• _Assignment_
Give the number of lines in the entries that contain "children". State only the count.

***** Source material

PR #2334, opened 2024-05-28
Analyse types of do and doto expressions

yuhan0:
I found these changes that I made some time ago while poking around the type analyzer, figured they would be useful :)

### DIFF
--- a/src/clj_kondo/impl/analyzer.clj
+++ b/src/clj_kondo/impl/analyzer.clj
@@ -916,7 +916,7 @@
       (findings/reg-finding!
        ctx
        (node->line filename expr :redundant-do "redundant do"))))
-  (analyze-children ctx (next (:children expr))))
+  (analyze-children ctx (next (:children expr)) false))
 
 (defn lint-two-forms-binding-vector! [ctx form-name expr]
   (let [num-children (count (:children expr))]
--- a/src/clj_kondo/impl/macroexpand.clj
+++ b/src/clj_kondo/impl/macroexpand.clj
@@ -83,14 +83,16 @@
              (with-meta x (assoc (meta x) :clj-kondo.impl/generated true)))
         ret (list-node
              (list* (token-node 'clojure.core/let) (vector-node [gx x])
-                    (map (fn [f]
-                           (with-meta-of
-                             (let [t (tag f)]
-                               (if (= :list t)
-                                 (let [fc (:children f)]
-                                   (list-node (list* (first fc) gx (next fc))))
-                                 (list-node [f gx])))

**********

• _Answer to this problem_
4